- **Problem to work on**
Check each line below for the word "extends" and give the number of lines that have it, nothing more.

Segment Open

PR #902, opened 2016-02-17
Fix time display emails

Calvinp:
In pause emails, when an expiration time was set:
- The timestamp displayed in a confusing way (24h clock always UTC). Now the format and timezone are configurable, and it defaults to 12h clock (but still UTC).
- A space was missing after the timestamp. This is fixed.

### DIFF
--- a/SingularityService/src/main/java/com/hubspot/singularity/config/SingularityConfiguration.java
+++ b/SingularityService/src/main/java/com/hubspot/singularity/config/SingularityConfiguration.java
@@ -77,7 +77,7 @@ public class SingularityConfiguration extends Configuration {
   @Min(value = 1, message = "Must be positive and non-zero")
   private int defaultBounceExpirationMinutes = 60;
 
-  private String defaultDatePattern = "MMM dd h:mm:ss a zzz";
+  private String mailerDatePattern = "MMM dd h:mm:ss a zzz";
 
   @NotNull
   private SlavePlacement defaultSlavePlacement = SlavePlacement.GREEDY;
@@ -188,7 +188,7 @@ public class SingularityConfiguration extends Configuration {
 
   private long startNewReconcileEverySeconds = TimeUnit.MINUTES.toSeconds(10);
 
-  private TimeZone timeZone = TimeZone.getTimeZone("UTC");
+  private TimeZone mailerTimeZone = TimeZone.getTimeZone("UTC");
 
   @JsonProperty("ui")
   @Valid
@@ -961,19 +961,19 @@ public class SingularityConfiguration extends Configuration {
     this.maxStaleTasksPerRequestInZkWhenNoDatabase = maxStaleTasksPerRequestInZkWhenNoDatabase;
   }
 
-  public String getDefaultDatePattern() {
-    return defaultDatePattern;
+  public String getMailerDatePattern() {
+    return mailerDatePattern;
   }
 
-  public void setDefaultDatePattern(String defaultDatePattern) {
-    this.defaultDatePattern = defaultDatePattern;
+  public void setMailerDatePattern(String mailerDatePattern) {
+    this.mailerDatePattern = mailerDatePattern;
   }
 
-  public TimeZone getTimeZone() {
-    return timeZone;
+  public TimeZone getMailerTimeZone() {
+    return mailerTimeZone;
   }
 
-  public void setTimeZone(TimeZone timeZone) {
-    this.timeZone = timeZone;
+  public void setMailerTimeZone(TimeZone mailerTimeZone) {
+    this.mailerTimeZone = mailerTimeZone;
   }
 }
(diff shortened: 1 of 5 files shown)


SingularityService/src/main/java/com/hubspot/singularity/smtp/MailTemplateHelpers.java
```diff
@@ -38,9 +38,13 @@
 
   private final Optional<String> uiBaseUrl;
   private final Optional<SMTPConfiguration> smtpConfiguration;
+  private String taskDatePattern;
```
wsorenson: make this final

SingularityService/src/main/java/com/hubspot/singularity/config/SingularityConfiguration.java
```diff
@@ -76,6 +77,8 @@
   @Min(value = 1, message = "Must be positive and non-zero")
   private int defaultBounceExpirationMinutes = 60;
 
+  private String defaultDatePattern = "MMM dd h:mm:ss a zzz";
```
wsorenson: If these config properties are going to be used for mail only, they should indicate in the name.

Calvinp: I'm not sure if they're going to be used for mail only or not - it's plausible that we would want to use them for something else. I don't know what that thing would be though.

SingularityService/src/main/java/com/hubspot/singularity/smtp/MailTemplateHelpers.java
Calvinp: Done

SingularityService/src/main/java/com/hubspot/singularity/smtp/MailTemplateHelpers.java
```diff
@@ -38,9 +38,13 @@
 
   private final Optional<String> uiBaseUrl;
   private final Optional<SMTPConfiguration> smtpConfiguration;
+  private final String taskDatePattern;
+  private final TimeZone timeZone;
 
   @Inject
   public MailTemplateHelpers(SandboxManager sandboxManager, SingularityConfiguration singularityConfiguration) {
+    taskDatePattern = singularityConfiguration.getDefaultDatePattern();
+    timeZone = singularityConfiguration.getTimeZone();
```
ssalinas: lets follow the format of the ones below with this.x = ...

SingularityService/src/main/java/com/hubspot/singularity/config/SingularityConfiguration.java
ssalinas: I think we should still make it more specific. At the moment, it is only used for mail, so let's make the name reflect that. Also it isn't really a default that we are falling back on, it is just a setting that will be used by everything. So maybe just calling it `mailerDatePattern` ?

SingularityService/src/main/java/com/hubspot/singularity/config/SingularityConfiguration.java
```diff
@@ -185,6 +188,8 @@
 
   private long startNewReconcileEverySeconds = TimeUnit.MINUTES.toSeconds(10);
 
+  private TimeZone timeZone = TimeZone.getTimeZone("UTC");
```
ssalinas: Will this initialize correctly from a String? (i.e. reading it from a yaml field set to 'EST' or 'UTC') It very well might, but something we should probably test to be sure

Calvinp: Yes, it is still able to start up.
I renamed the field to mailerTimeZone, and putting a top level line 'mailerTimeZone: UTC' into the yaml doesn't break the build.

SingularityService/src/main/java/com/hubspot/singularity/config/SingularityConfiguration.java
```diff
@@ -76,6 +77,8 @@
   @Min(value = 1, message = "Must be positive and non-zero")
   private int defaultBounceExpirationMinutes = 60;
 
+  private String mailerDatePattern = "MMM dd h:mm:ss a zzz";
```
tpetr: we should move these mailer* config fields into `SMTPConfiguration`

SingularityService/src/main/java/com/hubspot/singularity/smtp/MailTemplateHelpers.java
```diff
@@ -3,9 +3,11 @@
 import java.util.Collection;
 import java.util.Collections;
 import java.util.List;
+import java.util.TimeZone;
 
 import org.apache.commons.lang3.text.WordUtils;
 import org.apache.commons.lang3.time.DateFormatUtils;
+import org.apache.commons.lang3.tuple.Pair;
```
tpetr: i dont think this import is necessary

Segment Closed

- **Exercise output**
3